Confused about redshift and age of stars
Jan Panteltje wrote:
I was thinking, if I was to look for the most redshifted stars,
and did assume a big bang, and the redshift caused only by Doppler,
then the most redshifted stars would be the furthest away, but just
as old as our sun?
This is why I think that:
Origin of BB:
O
After some years, A and B are stars speeding away from the BB origin:
A O B
After even more years:
A O B
Now suppose we are on star B, then for us star A will move faster away
then any star in position O, so star A will be more redshifted.
So when we look at the most redshifted stars, we merely look at the ones
that are speeding away at the highest speeds, and that are those on
the 'opposite' (sorry 2D picture) of the BB origin.
But they often say: 'this (the most redshifted) is the oldest......'
So where am I wrong?
Assuming you are looking past the origin of the universe (there isn't
such a data point) to a star farther away.
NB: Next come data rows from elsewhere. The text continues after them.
PR #16657, opened 2024-03-01
Fixed display of html signature tags in e-mails

Lainow:
| Q             | A
| ------------- | ---
| Bug fix?      | yes
| New feature?  | no
| BC breaks?    | no
| Deprecations? | no
| Tests pass?   | yes
| Fixed tickets | #14500

When signing an email is configured with HTML text.
I changed the signature to HTML text, with bold characters for example.
The test email received still has the HTML tags:
`<b>My name</b><i>My business</i>`

**Before**
image

**After**
image


cedric-anne (changes requested):
All the usages of `mailing_signature` should be updated. Also, if we decided to support HTML in signatures, the best would probably to transform the configuration field into a TinyMCE editor.

It may have many impacts, so il would be preferable to do it on main branch.

PR #16678, opened 2024-03-01
Fix "save" date picker button when the input is empty

AdrienClairembault:
Before:
before

After:
after

| Q             | A
| ------------- | ---
| Bug fix?      | yes
| New feature?  | no
| BC breaks?    | no
| Deprecations? | no
| Tests pass?   | yes
| Fixed tickets | #number

### DIFF
--- a/js/flatpickr_buttons_plugin.js
+++ b/js/flatpickr_buttons_plugin.js
@@ -52,6 +52,17 @@ window.CustomFlatpickrButtons = (config = {}) => {
                     'class': 'btn btn-primary'
                 },
                 onClick: (e, fp) => {
+                    const current_date = new Date();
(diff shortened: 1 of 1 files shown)


cconard96:
I'm not sure this can be considered a bug. The marked date in the calendar is just the current day, but nothing is selected yet. For selecting the current date, we added the "Now" button.

AdrienClairembault:
It is subtle but this does not select the current date, it select the date displayed by the form picker (which is the current date at 12:00:00).

IMO, clicking on a "save" button should indeed save the displayed value.

orthagh (approved):

cedric-anne (approved):

PR #16681, opened 2024-03-01
DCRoom Twig

cconard96:
| Q             | A
| ------------- | ---
| Bug fix?      | no
| New feature?  | no
| BC breaks?    | no
| Deprecations? | no
| Tests pass?   | yes
| Fixed tickets | -

### DIFF
--- a/templates/generic_show_form.html.twig
+++ b/templates/generic_show_form.html.twig
@@ -50,6 +50,7 @@
    {% set item_has_pictures = item.hasItemtypeOrModelPictures() %}
    {% set field_options = {
        'locked_fields': item.getLockedFields(),
+       'rand': rand,
    } %}
 
    <div class="card-body d-flex flex-wrap">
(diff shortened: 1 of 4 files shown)


templates/generic_show_form.html.twig
```diff
@@ -137,7 +138,7 @@
                      {% set dc_breadcrumbs %}
                         {% if item is usingtrait('Glpi\\Features\\DCBreadcrumb') %}
                            {{ call(item.getType() ~ '::renderDcBreadcrumb', [
-                              item.fields['id']
+                              item.getID
```
trasher, line 141: You should avoid using `getID`, its returns non numeric value for new items:
```
An exception has been thrown during the rendering of a template ("DCRoom::renderDcBreadcrumb(): Argument #1 ($items_id) must be of type int, string given").
```

trasher: (well, using `item.fields['id']` does not solve the error (I've not been able to get that foxed on my side), but anyway using getID is unfortunately not a good idea)

trasher: Hum... OK, indeed; either I hd another method in mind, either this has changed. I guess error was from an old cache; I no longer see it

trasher (approved):
I'm not sure all is working as expected - or I have an issue in my instance/db; but it's same in main.

cedric-anne (approved):

PR #16706, opened 2024-03-04
FieldUnicity Twig UI

cconard96:
| Q             | A
| ------------- | ---
| Bug fix?      | no
| New feature?  | no
| BC breaks?    | no
| Deprecations? | no
| Tests pass?   | yes
| Fixed tickets | #number

### DIFF
--- a/src/FieldUnicity.php
+++ b/src/FieldUnicity.php
@@ -33,6 +33,8 @@
  * ---------------------------------------------------------------------
  */
 
+use Glpi\Application\View\TemplateRenderer;
+
 /**
  * FieldUnicity Class
  **/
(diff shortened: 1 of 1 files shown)


orthagh (approved):
I don't if it's feasible, but maybe we can add a counter to the tab of duplicates

cconard96:
> I don't if it's feasible, but maybe we can add a counter to the tab of duplicates

Possible, yes. I'm not convinced about the possible performance of it though. I don't have a lot of assets or unicity checks so I don't know how long the query for displaying the data in this tab is.

cedric-anne (approved):

PR #16709, opened 2024-03-05
Adding dashboard for project and projecttask in personal and groups view

ccailly:
| Q | A
| ------------- | ---
| Bug fix?      | no 
| New feature?  | yes 
| BC breaks?    | no 
| Deprecations? | no 
| Tests pass?   | yes 
| Fixed tickets |

Two new summary tables have been added to the personal and group view, displaying information on the user's/group's unfinished projects and the current project tasks for which the user/group is assigned.

image

image

### DIFF
--- a/src/Project.php
+++ b/src/Project.php
@@ -2670,6 +2670,200 @@ class Project extends CommonDBTM implements ExtraVisibilityCriteria
     }
 
     /**
+     * Get the list of projects for a user.
+     *
+     * @param int $user_id The user ID.
+     * @param bool $search_in_groups Whether to search in groups.
+     * @param bool $search_in_team Whether to search in the team.
+     * @return array The list of project IDs.
+     */
+    public static function getProjectIDsForUser(
+        int $user_id,
+        bool $search_in_groups = true,
+        bool $search_in_team = true
+    ): array {
+        /** @var \DBmysql $DB */
+        global $DB;
+
+        $req = [
+            'FROM' => Project::getTable(),
+            'WHERE' => [
+                'OR' => [
+                    'users_id' => $user_id
+                ]
+            ]
+        ];
+
+        $groups_sub_query = new \Glpi\DBAL\QuerySubQuery([
+            'SELECT' => [
+                'groups_id'
+            ],
+            'FROM' => Group_User::getTable(),
+            'WHERE' => [
+                'users_id' => $user_id
+            ]
+        ]);
+
+        if ($search_in_groups) {
+            $req['WHERE']['OR']['groups_id'] = $groups_sub_query;
+        }
+
+        if ($search_in_team) {
+            $crit = [
+                ['itemtype' => 'User', 'items_id' => $user_id]
+            ];
+
+            if ($search_in_groups) {
+                $crit[] = ['itemtype' => 'Group', 'items_id' => $groups_sub_query];
+            }
+
+            $team_sub_query = new \Glpi\DBAL\QuerySubQuery([
+                'SELECT' => [
+                    'projects_id'
+                ],
+                'FROM' => ProjectTeam::getTable(),
+                'WHERE' => [
+                    'OR' => $crit
+                ]
+            ]);
+
+            $req['WHERE']['OR']['id'] = $team_sub_query;
+        }
+
+        $iterator = $DB->request($req);
+
+        $project_ids = [];
+        foreach ($iterator as $data) {
+            $project_ids[] = $data['id'];
+        }
+
+        return $project_ids;
+    }
+
+    /**
+     *  Show the list of projects for a user in the personal view.
+     *
+     * @param int $user_id The user ID.
+     * @return void
+     */
+    public static function showListForCentral(int $user_id): void
+    {
+        $projects = array_map(
+            fn($id) => self::getById($id),
+            self::getProjectIDsForUser($user_id, false, true)
+        );
+
+        // If no project are found, do not display anything
+        if (empty($projects)) {
+            return;
+        }
+
+        // If all project are finished, do not display anything
+        if (
+            empty(array_filter($projects, function ($project) {
+                $state = ProjectState::getById($project->fields['projectstates_id']);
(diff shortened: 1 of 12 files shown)


cconard96:
This seems like the last part that is missing for this community request:
https://glpi.userecho.com/communities/1/topics/81-projects-and-changes-visible-at-front-page

src/Project.php
```diff
@@ -2669,6 +2669,200 @@ public function showDebug()
...
+                    if ($state->fields['is_finished']) {
+                        return false;
+                    }
+                }
+
+                return true;
+            }))
+        ) {
+            return;
+        }
```
AdrienClairembault, line 2775: Since `getProjectIDsForUser` is only used here it couldn't it directly return the non finished projects ?
This can be done by adding an `active` parameter or renaming the method to `getActiveProjectIDsForUser`.

This would lead to better performances by getting the relevant projects ids with a single SQL request, without the need to iterate on its data and load a State item for each entry.

src/Project.php
```diff
@@ -2669,6 +2669,200 @@ public function showDebug()
...
+     *
+     * @param int $user_id The user ID.
+     * @return void
+     */
+    public static function showListForCentral(int $user_id): void
+    {
+        $projects = array_map(
+            fn($id) => self::getById($id),
+            self::getProjectIDsForUser($user_id, false, true)
+        );
```
AdrienClairembault, line 2754: This can lead to memory issues as we are keeping in memory multiples big projects objects.
I think it would be safer to load the relevant project directly inside the `foreach` iteration.

src/Project.php
```diff
@@ -2669,6 +2669,200 @@ public function showDebug()
...
+                break;
+            }
+
+            $name = $project->getLink();
+            $priority = CommonITILObject::getPriorityName($project->fields['priority']);
+            $percent_done = $project->fields['percent_done'] . '%';
+
+            $state = ProjectState::getById($project->fields['projectstates_id']);
+            if ($state !== false) {
+                $state_cell = '<div class="priority_block" style="border-color: ' . $state->fields['color'] . '"><span class="me-1" style="background: ' . $state->fields['color'] . '"></span>' . $state->fields['name'];
```
AdrienClairembault, line 2842: I am not sure about using a `priority_xxxx` class for something that isn't a priority.
Maybe we could create a more generic alias for this css class ?

AdrienClairembault (changes requested):

src/Project.php
```diff
@@ -2669,6 +2669,266 @@ public function showDebug()
...
+        }
+
+        $iterator = $DB->request($req);
+
+        $project_ids = [];
+        foreach ($iterator as $data) {
+            $project_ids[] = $data['id'];
+        }
+
+        return $project_ids;
```
AdrienClairembault, line 2731:
```suggestion
        return iterator_to_array($iterator, false);
```

Can probably be simplified.

src/Project.php
```diff
@@ -2669,6 +2669,266 @@ public function showDebug()
...
```
AdrienClairembault, line 2815:
```suggestion
        return iterator_to_array($iterator, false);
```

Can be simplified.

src/ProjectTask.php
```diff
@@ -1448,6 +1448,225 @@ public function showDebug()
...
+        ];
+
+        $iterator = $DB->request($req);
+
+        $projecttask_ids = [];
+        foreach ($iterator as $data) {
+            $projecttask_ids[] = $data['id'];
+        }
+
+        return $projecttask_ids;
```
AdrienClairembault, line 1498:
```suggestion
        return iterator_to_array($iterator, false);
```

Can be simplified.

src/ProjectTask.php
```diff
@@ -1448,6 +1448,225 @@ public function showDebug()
...
```
AdrienClairembault, line 1569:
```suggestion
        return iterator_to_array($iterator, false);
```

Can be simplified.

tests/functional/Project.php
```diff
@@ -496,4 +496,156 @@ public function testProjectStateColorInSearchResults(): void
         $this->integer(substr_count($html, "background-color: #000002;"))->isEqualTo(2);
         $this->integer(substr_count($html, "background-color: #000003;"))->isEqualTo(3);
     }
+
+    public function providerGetActiveProjectIDsForUser(): iterable
+    {
+        // Check if a user with no projects returns an empty array
+        yield ['user0', false, false, false, false, false, false, false, false, true];
```
AdrienClairembault, line 503: I appreciate that you are trying to test every possibilities but I am afraid the form of this provider is not ideal.
Indeed, using so many boolean parameters make it very hard to understand the test case that is being run.
This may lead to very efficient code but it costs too much readability.

In a perfect world, a test case should be super readable by containing only its parameters and the expected result.

In my opinion, here our parameters should only be:  
* The user
* One or two boolean depending on the tested method available parameters (search_in_groups, search_in_team, ...) 
* The expected projects id.

Adding key names is also needed because of these two boolean (otherwise it might to hard to remember which is which).

For example:
```php
yield [
    'user' => $user_without_projects, 
    'search_in_team' => false,
    'search_in_groups => false,
    'expected' => [] 
];
```

This require that `$user_without_projects` is set up "manually" before the `yield` statement (which may cause a bit of code duplication, but that can be minimized by using a dedicated method that can be reused by others similar tests).

AdrienClairembault (changes requested):

AdrienClairembault (approved):

orthagh (approved):

trasher (approved):

cedric-anne (approved):
I pushed some commits.

1) Please note that in main branch, data ind atabase is not anymore encoded to protect agains XSS. You have to ensure that the data you inject in HTML strings has its special chars encoded.

2) Passing the user/group ids in the AJAX query would have permit anyone to change this params in order to access data from other users/groups. Exposed data was not critical here, but it is important to design your endoints in order to prenvent this kind of issues.

PR #16714, opened 2024-03-05
Fix ObjectLock

Elric59:
| Q             | A
| ------------- | ---
| Bug fix?      | yes
| New feature?  | no
| BC breaks?    | no
| Deprecations? | no
| Tests pass?   | yes
| Fixed tickets | #####

Hello , 
When I check the checkbox who have the id alertMe, the listener is never trigger, 
To solve this I move the echo at the end of the function and i change the eventListener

Unless you understand the
actual model of the universe, you will remain confused.
At an earlier epoch, all galaxies were closer than they are now. Stars
born at that time begin to live out their lives and shine into the
universe. In the time that it takes the light to reach us, the universe
has continued to expand. The light is redshifted because of that
expansion and the light we detect is also from that earlier epoch, not
from the current one. So, we are seeing the stars as they were at that
earlier epoch, not as they are now.
The stars shine continously over this time and the light they emit
becomes even more redshifted by the expanding space-time. It now has to
travel an even greater distance to reach us, which means we are still
seeing those stars as they were at earlier epochs, not as they are today.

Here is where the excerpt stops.